======== Study material

PR #3498, opened 2021-01-18
Update interpreter for new EH spec

aheejin:
This updates the interpreter for the EH instructions (modulo `delegate`)
to match the new spec. Before we had an `exnref` type so threw a
`Literal` of `exnref` type which contained `ExceptionPackage`. But now
that we don't have `exnref` anymore, so we add the contents of
`ExceptionPackage` to `WasmException`, which is used only for the
`ExpressionRunner` class hierarchy. `exnref` and `ExceptionPackage` will
be removed in a followup CL.

This allows nonzero depths for `rethrow` for now for testing; we
disallowed that for safety measure, but given that there are no passes
that modifies that field, I think the risk is low.

### DIFF
--- a/src/wasm-interpreter.h
+++ b/src/wasm-interpreter.h
@@ -41,9 +41,10 @@
 namespace wasm {
 
 struct WasmException {
-  WasmException(Literal exn) : exn(exn) {}
-  Literal exn;
+  Name event;
+  Literals values;
 };
+std::ostream& operator<<(std::ostream& o, const WasmException& exn);
 
 using namespace cashew;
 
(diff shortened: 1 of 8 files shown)


aheejin:
Currently the EH spec test fail on `wasm-opt -O` test due to the missing CFG traversal handling. After #3494 lands it will pass.

src/wasm-interpreter.h
```diff
@@ -1338,31 +1339,15 @@ class ExpressionRunner : public OverriddenVisitor<SubType, Flow> {
...
-    }
-    const auto& value = flow.getSingleValue();
-    if (value.isNull()) {
-      trap("rethrow: argument is null");
-    }
-    throwException(value);
-    WASM_UNREACHABLE("rethrow");
-    */
-  }
+  Flow visitRethrow(Rethrow* curr) { WASM_UNREACHABLE("unimp"); }
```
aheejin, line 1350: This was moved to `RuntimeExpressionRunner`, because not `rethrow` needs an access to the exception stack.

src/wasm-interpreter.h
```diff
@@ -2947,22 +2939,51 @@ template<typename GlobalManager, typename SubType> class ModuleInstanceBase {
...
+            instance.multiValues.push_back(e.values);
+            return processCatchBody(curr->catchBodies[i]);
+          }
+        }
+        if (curr->hasCatchAll()) {
+          return processCatchBody(curr->catchBodies.back());
+        }
+        // This exception is not caught by this try-catch. Rethrow it.
+        throw;
+        WASM_UNREACHABLE("try");
```
kripken, line 2974: is this WASM_UNREACHABLE still needed?

kripken (approved):
Nice, the rethrowing adds some complexity, but otherwise this is pretty simple and neat.

src/wasm-interpreter.h
aheejin: I guess not. Thanks. Removed.

aheejin:
By the way my latest commit title should be not "Remove the unnecessary `throw;`" but "Remove the unnecessary `WASM_UNREACHABLE`" 😂

tlively (approved):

================

◆ Problem description:
Every entry that appears above should be duplicated exactly.

◆ Completed exercise:
PR #3498, opened 2021-01-18
Update interpreter for new EH spec

aheejin:
This updates the interpreter for the EH instructions (modulo `delegate`)
to match the new spec. Before we had an `exnref` type so threw a
`Literal` of `exnref` type which contained `ExceptionPackage`. But now
that we don't have `exnref` anymore, so we add the contents of
`ExceptionPackage` to `WasmException`, which is used only for the
`ExpressionRunner` class hierarchy. `exnref` and `ExceptionPackage` will
be removed in a followup CL.

This allows nonzero depths for `rethrow` for now for testing; we
disallowed that for safety measure, but given that there are no passes
that modifies that field, I think the risk is low.

### DIFF
--- a/src/wasm-interpreter.h
+++ b/src/wasm-interpreter.h
@@ -41,9 +41,10 @@
 namespace wasm {
 
 struct WasmException {
-  WasmException(Literal exn) : exn(exn) {}
-  Literal exn;
+  Name event;
+  Literals values;
 };
+std::ostream& operator<<(std::ostream& o, const WasmException& exn);
 
 using namespace cashew;
 
(diff shortened: 1 of 8 files shown)


aheejin:
Currently the EH spec test fail on `wasm-opt -O` test due to the missing CFG traversal handling. After #3494 lands it will pass.

src/wasm-interpreter.h
```diff
@@ -1338,31 +1339,15 @@ class ExpressionRunner : public OverriddenVisitor<SubType, Flow> {
...
-    }
-    const auto& value = flow.getSingleValue();
-    if (value.isNull()) {
-      trap("rethrow: argument is null");
-    }
-    throwException(value);
-    WASM_UNREACHABLE("rethrow");
-    */
-  }
+  Flow visitRethrow(Rethrow* curr) { WASM_UNREACHABLE("unimp"); }
```
aheejin, line 1350: This was moved to `RuntimeExpressionRunner`, because not `rethrow` needs an access to the exception stack.

src/wasm-interpreter.h
```diff
@@ -2947,22 +2939,51 @@ template<typename GlobalManager, typename SubType> class ModuleInstanceBase {
...
+            instance.multiValues.push_back(e.values);
+            return processCatchBody(curr->catchBodies[i]);
+          }
+        }
+        if (curr->hasCatchAll()) {
+          return processCatchBody(curr->catchBodies.back());
+        }
+        // This exception is not caught by this try-catch. Rethrow it.
+        throw;
+        WASM_UNREACHABLE("try");
```
kripken, line 2974: is this WASM_UNREACHABLE still needed?

kripken (approved):
Nice, the rethrowing adds some complexity, but otherwise this is pretty simple and neat.

src/wasm-interpreter.h
aheejin: I guess not. Thanks. Removed.

aheejin:
By the way my latest commit title should be not "Remove the unnecessary `throw;`" but "Remove the unnecessary `WASM_UNREACHABLE`" 😂

tlively (approved):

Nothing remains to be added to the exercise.